EXHIBITIONS

舘鼻則孝「PRIMARY COLORS」

2022.04.16 - 05.28

舘鼻則孝 Primary Colors 2022
Photo by GION © NORITAKA TATEHANA K.K. Courtesy of KOSAKU KANECHIKA

舘鼻則孝 Primary Colors 2022
Photo by GION © NORITAKA TATEHANA K.K. Courtesy of KOSAKU KANECHIKA

舘鼻則孝 Primary Colors 2022
Photo by GION © NORITAKA TATEHANA K.K. Courtesy of KOSAKU KANECHIKA

舘鼻則孝 Primary Colors 2022
Photo by GION © NORITAKA TATEHANA K.K. Courtesy of KOSAKU KANECHIKA

 舘鼻則孝の個展「PRIMARY COLORS」がKOSAKU KANECHIKAで開催される。

 東京の伝統産業に焦点を当てた「江⼾東京リシンク展」のディレクションが記憶に新しい舘鼻。本展では、⾊素を⽤いず光の反射によって⽣じる発⾊現象である「構造⾊」を発現させる、特殊なインクを⽤いた新シリーズ「Primary Colors」を発表する。

「構造⾊」とは、光の波⻑程度の微細構造によって⽣じる発⾊現象のこと。鮮やかな⾊彩を特⻑とし、⾃然界ではモルフォ蝶やタマムシ、⾙殻などの例が挙げられる。「構造⾊」を⽤いた特殊なインクには、⾊素となる染料や顔料が含まれず、定着時にインク膜内に微細構造を形成する技術によって⾊が発現する。

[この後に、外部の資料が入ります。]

PR #2367, opened 2020-11-21
grow-298 mfaMethods and data gathered, v-for in place to create list …

BoulderBrains:
…of mfa methods for user. mutation getting basket id instead of this.authId

### DIFF
--- a/src/pages/Settings/TwoStepVerificationPage.vue
+++ b/src/pages/Settings/TwoStepVerificationPage.vue
@@ -61,10 +61,21 @@
 					</template>
 
 					<template v-slot:content>
-						<div>
-							<h4>Authenticator app</h4>
-							<a>REMOVE LINK</a>
-						</div>
+						<ul class="methodsList">
+							<li
+								class="method"
+								v-for="(mfaMethod, index) in mfaMethods" :key="index"
+							>
+								<h4>{{ mfaMethod.authTypeName }}</h4>
+								<p>{{ mfaMethod.authNumber }}</p>
+								<kv-button
+									class="text-link"
+									@click.native.prevent="removeMfaMethod"
+								>
+									Remove
+								</kv-button>
+							</li>
+						</ul>
 					</template>
 				</kv-settings-card>
 
@@ -126,6 +137,7 @@ import KvButton from '@/components/Kv/KvButton';
 import TheMyKivaSecondaryMenu from '@/components/WwwFrame/Menus/TheMyKivaSecondaryMenu';
 import WwwPage from '@/components/WwwFrame/WwwPage';
 import removeMfa from '@/graphql/mutation/removeMfa.graphql';
+import removeOneMfaMethod from '@/graphql/mutation/removeOneMfaMethod.graphql';
 
 const mfaQuery = gql`query mfaQuery($mfa_token: String!) {
 	my {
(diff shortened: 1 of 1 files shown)


src/pages/Settings/TwoStepVerificationPage.vue
```diff
@@ -205,8 +201,57 @@ export default {
...
 			return 'You\'ll be asked for a verification code when accessing you Kiva account.';
 		}
+
 	},
 	methods: {
+		gatherMfaEnrollments() {
+			this.kvAuth0.checkSession()
+				.then(() => this.kvAuth0.getMfaManagementToken())
+				.then(token => {
+					return this.apollo.query({
```
emuvente, line 211: In my testing this method was correctly only called after `removeMfaMethod` had completed, however instead of making a new request to the network it just read the values from the cache, which is probably why it seemed like it was being called before `removeMfaMethod` had completed. To fix that, you can add `fetchPolicy: 'network-only',` to the options for this query.

src/pages/Settings/TwoStepVerificationPage.vue
```diff
@@ -290,14 +260,57 @@ export default {
...
+			console.log('formatMfaMethods(authEnrollments)', authEnrollments);
+
+			// When a user adds a text based recovery there are 2 new methods added to their authEnrollments
+			// 1) 1: {id: "sms|dev_tRkQzShZEIDAD0Q9", active: true, authenticator_type: "oob", oob_channel: "sms", name: "XXXXXXXX0367", …}
+			// 2) 2: {id: "voice|dev_tRkQzShZEIDAD0Q9", active: true, authenticator_type: "oob", oob_channel: "voice", name: "XXXXXXXX0367", …}
+			// Since the user only added 1 authentication method we only want to display 1 of these
+			// in their list of authentication methods
+
+			// My first thought was to remove one of the values based on the ID, since they come through with a similar ID
+			// ie. "sms|dev_tRkQzShZEIDAD0Q9" & "voice|dev_tRkQzShZEIDAD0Q9"
```
mcstover, line 279: you could split the ID on the `|` character then use the 2nd item in the resulting array.

How about for the the authenticator_type are there other `oob` options beyond voice/sms?

Also, I'm curious if we know which of these options the lender actually "selected" when setting this up? We should show the type they selected during setup.

If they add a phone number does it create both entries or is it only when they select "sms/text" recovery that 2 similar entries are created? If the duplicate is only created when selecting "sms/text" then we can always show that one if it's present.

emuvente (approved):
Looks great! 👍

src/pages/Settings/TwoStepVerificationPage.vue
BoulderBrains: - Thanks for the .split("|") suggestion for the ID @mcstover, that's what I've implemented in my latest commit.
- I'm not aware of other oob options beyond voice/sms
- We don't have a way of knowing if a user chooses text or voice when setting up the MFA method.
- The duplicate method is shown when the user adds a phone number. During the recovery process I believe the user can choose to receive a text or voice call for recovery, leading to the duplicate entry in authEnrollments. For the front end it doesn't make sense to display both due to them being tied together (if one is deleted, the matching one is too.) That's why I wanted it filtered out for display.

mcstover (approved):

ryan-ludwig (approved):
👍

 今回の「Primary Colors」シリーズで舘鼻は、富⼠フイルム株式会社の開発した「構造⾊インクジェット技術」の技術協⼒を得て制作。デジタルデータを⽤いて意匠性に優れた加飾印刷を可能にする、このような構造⾊を発現させるインクを⽤いたインクジェット技術は世界的にも⾰新的で、本展が初公開となる。

 新作「Primary Colors」では、構造⾊が発現するインクが塗布された樹脂シートにアクリル絵具を彩⾊することで、⾊⾯を⽣成している。表⾯に⾒ることができる図像は、舘鼻⾃⾝が本作のために撮影した被写体である「雲」の画像を複数枚合成したもので、これまでにも舘鼻作品のテーマとなっている「⼀対の視点」というとらえ⽅ともつながっている。

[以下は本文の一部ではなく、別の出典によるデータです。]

PR #2368, opened 2020-11-23
Add facebook events for ftd and kiva cards during transaction

mcstover:
Use new isFirstTimeDepositor flag in transaction analytics and add new analytics events if a transaction includes a Kiva card.

Depends on https://github.com/kiva/kiva/pull/9458


emuvente (approved):
👍

PR #2855, opened 2021-04-19
SUBS-671 Bug Fix

eddieferrer:
* Fixes an issue where the hidden MG mobile selector, is opening a modal, which is scroll locking the body on desktop

### DIFF
--- a/src/components/MonthlyGood/MonthlyGoodSelectorWrapper.vue
+++ b/src/components/MonthlyGood/MonthlyGoodSelectorWrapper.vue
@@ -12,6 +12,7 @@
 		<!-- MG Selector Mobile -->
 		<section
 			class="monthly-good-selector section show-for-small-only"
+			v-if="isMobile"
 		>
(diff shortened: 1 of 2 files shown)


src/components/MonthlyGood/MonthlyGoodSelectorWrapper.vue
```diff
@@ -80,19 +82,26 @@ export default {
 			// set offset
 			this.mgStickBarOffset = offsetHeight;
 		},
+		determineIfMobile() {
+			this.isMobile = document.documentElement.clientWidth < 480;
```
eddieferrer, line 86: This  feels kind of hacky, but since both MG selectors, desktop and mobile need to listen to the root event from contentful, I need vue to actually remove it from the DOM with v-if instead of just hiding it with CSS utility classes. 

Possible opportunity for a mixin or utility function?

mcstover (approved):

 雲による表現は、国宝《洛中洛外図屏⾵》でも⾒受けられるような、眼下に広がる⼈々の⽣活の有様をフレームし分節することで、複数の視点を1枚の画⾯のなかに成⽴させるという役割も担っている。「天と地」や「⽣と死」といった、舘鼻が⽰す「⼀対の視点」による⽇本独⾃の価値観を象徴するモチーフであるともいえる。

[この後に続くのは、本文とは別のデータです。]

PR #2858, opened 2021-04-20
SUBS-663 Dynamic MG LP route

eddieferrer:
* Fix for MG LP Landing page dynamic route and meta tag

### DIFF
--- a/src/router/routes.js
+++ b/src/router/routes.js
@@ -4,7 +4,7 @@ export default [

 今作で舘鼻が採⽤した素材は⾰新的なものだが、その背景には伝統⼯芸技法を活かした創作を続けるなかで⽣まれた視点がある。富⼭県の⾼岡漆器における伝統的な装飾技法として継承される螺鈿(らでん)など、⾃然界に存在する魅⼒的な素材や原材料を⽤いた作品をこれまで多く制作し、⾃然界に存在する構造による発⾊現象を作品に取り⼊れてきたことが、今回の着想の源となった。

 新作で⽤いている構造⾊インクは、物質的な制約から解放された視覚的に偏向した作品を⽣み出すきっかけとなったいっぽう、フォームに対するアプローチをどうとらえるべきかという点についての考えはまだ途上にあり、創作を通して答えを導き出したいと、舘鼻は述べている。